Fuera de este caso, en la atención pastoral de estos fieles habrá que tener
también en cuenta que parece muy difícil que quienes viven en una segunda unión
tengan la certeza moral subjetiva del estado de gracia, pues sólo mediante la
interpretación de signos objetivos ese estado podría ser conocido por la
propria conciencia y por la del confesor.
Además,
habría que distinguir entre una verdadera certeza moral subjetiva y un error de
conciencia que el confesor tiene la obligación de corregir como se ha dicho
antes, en cuanto que en la administración del sacramento el confesor es no sólo
padre y médico, sino también maestro y juez, tareas todas éstas que ciertamente
ha de cumplir con la máxima misericordia y delicadeza, y buscando ante todo el
bien espiritual de quien se acerca a la confesión.
Los
aspectos doctrinales mencionados, que pertenecen a la enseñanza multisecular de
la Iglesia, y muchos de ellos al magisterio ordinario y universal, no deben
impedir a los sacerdotes empeñarse con espíritu abierto y corazón grande en un
diálogo cordial de discernimiento.
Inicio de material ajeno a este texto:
PR #3407, opened 2026-07-24
Audit standalone Python/JIT programming examples

thomthehound:
This should close the audit of standalone, self-verifying Python/JIT paths in `programming_examples` and the *straightforward* portions of `programming_guide` as started with #3280.

Despite the large number of files touched, this pass has a narrow focus. For the examples and guides touched, the Python/JIT entry points are now the source of truth for direct lit coverage, while a Makefile remains *only* when it serves as more than a simple wrapper for the underlying JIT implementation. This avoids running a lit test on a wrapper and then again on the CLI invocation that very wrapper was already using.

## Summary of changes

- Add direct NPU1/NPU2 lit coverage for the remaining mechanically safe standalone JIT examples and guide scripts.
- Preserve existing native-host and Makefile tests where they exercise a genuinely different path; rename the ML tests to `run_makefile.lit` where needed so the distinction is explicit.
- Remove 13 Makefile wrappers that only aliased Python CLI modes, trivial output redirection, and cleanup, together with their duplicate Makefile-gated lit tests.
- Update example READMEs, the published programming guide, the generic getting-started/build documentation, and the Ryzen AI wheel smoke job to use the canonical Python interfaces, as this is the intended path for new users to learn and the only one that can be guaranteed to work on both Linux and Windows.
- Very light documentation updates to keep hardware guidance simple: since runnable JIT commands can auto-detect the attached NPU, `--dev` is typically omitted. An added guide-wide note explains when offline `--emit-mlir` commands should use `npu` or `npu2` to get the exact artifacts discussed. (I technically didn't need to do this, but I was already editing the READMEs for the programming guide and realized `npu2` users might get the wrong impression from them as written).

The workflow edit is an incidental consequence of these changes: the wheel smoke runs `passthrough_kernel`, just as before, but now invokes it through the canonical Python CLI because the wrapper Makefile is removed. This is functionally identical.

As promised in #3280, this audit also fixes concrete verifier and input-contract defects found while comparing Python and native-host paths:

- `row_wise_bias_add/test.cpp` now returns failure after a mismatch instead of printing `FAIL.` and exiting successfully.
- `memcpy`, `passthrough_pykernel`, and `vector_vector_modulo` use the same deterministic input contracts as their applicable native hosts.
- `vector_reduce_add` and `vector_reduce_min` use one deterministic rotated signed ramp in Python and C++, replacing unrelated random inputs.
- modulo diagnostics describe modulo rather than addition.

## Future work

This pass *does not* attempt to normalize examples whose tests are inherently bespoke: event tracing, packet/chaining topologies, compile-only native-host designs, matrix-multiplication matrices, vision/OpenCV applications, block datatypes, known-failing numerical examples, or model-scale demonstrations. Those are a whole other ball of wax that will require separate engineering work. The present patch is largely just mechanical.

## Validation

- header, RUN-line, and referenced-script checks for all added lit files
- Windows/NPU2 hardware validation completes successfully for all new lit tests, including the 35 added NPU2 lit files.

For `check-programming-guide`, we now get:

```bash
Total Discovered Tests: 33
  Unsupported: 14 (42.42%)
  Passed     : 19 (57.58%)
```

and for `check-reference-designs` this pass now yields:

```bash
Total Discovered Tests: 193
  Unsupported: 158 (81.87%)
  Passed     :  35 (18.13%)
```

This better than doubles (actually, more like triples) the number of tests that were previously exercised on Windows/NPU2 for the pedagogical materials.


programming_examples/basic/vector_vector_modulo/vector_vector_modulo.py
```diff
@@ -63,8 +63,9 @@ def _compile_kwargs(opts):
 
 
 def _run_and_verify(opts):
-    input0 = iron.randint(1, 100, (opts.num_elements,), dtype=np.int32, device="npu")
-    input1 = iron.randint(1, 100, (opts.num_elements,), dtype=np.int32, device="npu")
+    input0 = iron.arange(1, opts.num_elements + 1, dtype=np.int32, device="npu")
+    input1_np = np.full(opts.num_elements, 7, dtype=np.int32)
```
hunhoffe: I think you can use `iron.full` directly: https://github.com/Xilinx/mlir-aie/blob/1e6b13c2d422a8a60808f47fef48c848d58eaf8e/python/utils/hostruntime/tensor_class.py#L459

hunhoffe (approved):
Looks good to me! Thanks for the care in going through these examples to help bring them up to date and available for Windows users. I'll want to do a final sanity check on the CI outputs to make sure all the tests we are expecting to run do actually run, but otherwise this looks great!

programming_examples/basic/vector_vector_modulo/vector_vector_modulo.py
thomthehound: Nice. Done!

thomthehound:
I'm really glad this happened in the last run:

Como escribe Papa Francisco, se trata de
“evitar el grave riesgo de mensajes equivocados, como la idea de que algún
sacerdote puede conceder rápidamente ‘excepciones’, o de que existen personas
que pueden obtener privilegios sacramentales a cambio de favores.
Cuando
se encuentra una persona responsable y discreta, que no pretende poner sus
deseos por encima del bien común de la Iglesia, con un pastor que sabe
reconocer la seriedad del asunto que tiene entre manos, se evita el riesgo de
que un determinado discernimiento lleve a pensar que la Iglesia sostiene una
doble moral”.
Por el contrario, sabiendo que la variedad de las circunstancias particulares
es muy grande, como muy grande es también su complejidad, los principios
doctrinales antes mencionados deberían ayudar a discernir el modo de ayudar a
las personas interesadas a emprender un camino de conversión que les conduzca a
una mayor integración en la vida de la Iglesia y, cuando sea posible, a la
recepción de los sacramentos de la Penitencia y de la Eucaristía.